Made-Up Example: I am grateful to be free of the illusion of separation. With positive expectancy, I recognize the value of the friendship I bring to others, and I am recognized and welcomed to happily take my place within my new community.
Mine: I am grateful to be free of concern about how others judge me and from trying to control how I’m perceived. With positive expectancy, I follow my heart: speaking honestly, acting with integrity, and living my authentic self with fearlessness.
Let your prayer sit a bit after writing it, you might bring more to the prayer before sundown on April 12th. You may even find that during the actual window of Passover you are guided to alter the prayer. Receiving this kind of guidance should elicit a strong YES! feeling inside of you, affirming that the edits resonate even more with what you've been struggling against.
The goal during this 48 hours is to remain in gratitude for the immense gift of grace that the Passover offers. For those of us ready to sacrifice our patterns of self-sacrifice, the death energy passes through and removes the pattern. This outcome is only possible by aligning to the opportunity and allowing the process to work for us. During Passover we thank the Creator for freeing us from these burdens so that we can more effectively tend to our peace of mind, our connection to God, our spiritual needs, and our authentic nature. During this period of 48 hours, keep your prayer handy and reflect on it in anticipation of the joy and possibilities that will arise once you are set free!

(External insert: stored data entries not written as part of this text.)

PR #4981, opened 2019-08-15
Add: Forgot Password DB Table and DAO

DanVanAtta:
## Overview
Adds table and DAO for storing temp passwords generated by upcoming 'forget password' feature. Code to use the DAO will be added in future commits.

### DIFF
--- a/lobby-db-dao/src/main/java/org/triplea/lobby/server/db/dao/TempPasswordDao.java
+++ b/lobby-db-dao/src/main/java/org/triplea/lobby/server/db/dao/TempPasswordDao.java
@@ -1,0 +1,49 @@
+package org.triplea.lobby.server.db.dao;
+
+import java.util.Optional;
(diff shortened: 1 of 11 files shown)


DanVanAtta:
DB is appealing:
- if we can ever stop reading password in DB, then we can combine the DB updates with password verification in one call.
- we have to access DB regardless to lookup user info, retrieve email and verify username exists
- DB is helpful for rate limiting, we keep seeing passwords generated we want to limit it.
- The temp password verification is essentially the same as password verification. Having the two be similar is fundamental consistency
- DB allows for multiple lobby servers if we ever want that, and as you mentioned survives restarts

RoiEXLab:
Your last argument convinced me 100%

We're probably not in the need to load balance the server, but for multiple (potentially different versions) of the lobby this seems like a good thing to have.

DanVanAtta:
@RoiEXLab Cool, glad to hear it was convincing. I do applaud the consideration

PR #4983, opened 2019-08-15
Refactor Remove lobby login challenge keys from RsaAuthenticator

DanVanAtta:
## Overview
Simplify RsaAuthenticator slightly by removing challenge map keys and moving them to callers. Adds a bit of redundancy with a trade-off of fixing a SRP violation (RsaAuthenticator should not know about challenge keys necessarily) and makes the logic of which keys are placed where more epxlicit.


DanVanAtta:
AFAIK this is fine in another feature branch where it came from; I'll submit it as part of the larger work.

PR #4985, opened 2019-08-15
Update: Allow user password update without updating email

DanVanAtta:
## Overview
- (1) Future looking update to allow for email to be passed as 'null' when updating user password. In this case the email is not updated. In this way we do not require user email when updating user password. This will be useful for future 'forget password' feature so we do not need to lookup user email nor ask user for email so we can call this method with a non-null email.

- (2) Small refactor to combine try-with resources lines. The open connection line can be moved lower and combined into a single try-with-resources line.

### DIFF
--- a/lobby/src/main/java/org/triplea/lobby/server/db/UserController.java
+++ b/lobby/src/main/java/org/triplea/lobby/server/db/UserController.java
@@ -57,11 +57,15 @@ final class UserController implements UserDao {
         PreparedStatement ps =
             con.prepareStatement(
                 String.format(
-                    "update lobby_user set %s=?, email=? where username=?",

At the end of the 48-hour period, destroy it and don’t look back. The prayer is answered. There is another phase of the Spring Connection called Counting the Omer. It includes several weeks of daily thematic reflections that cultivate the “sprouts” of a renewed Tree of Life no longer restrained by this prison. If you’re interested contact me.
Other Examples of prisons:
Being imprisoned by my false sense of urgency and the drive to rush, be busy
Defining myself and my limitations by my chronic back pain
Being dogged by the insecurity/suspicion that if I don’t find my life partner there is something wrong with me (this was a pre-convent prayer which was answered ironically!)
Here’s an interesting prison many of us have: the haze of privilege, luck, and wishful thinking
Wow! Passover is a deeply beloved and personal holiday for me, one that I first celebrated in college with one of my dearest friends and his family. But I’ve known it through a Kabbalistic spirituality, only a Conservative Jewish one. This is incredible! I will not be reclining at a Pesach Seder table this year, but I will practice this! Chag Sameach!
Wow. This one lands perfectly. Thank you for your words and your wisdom.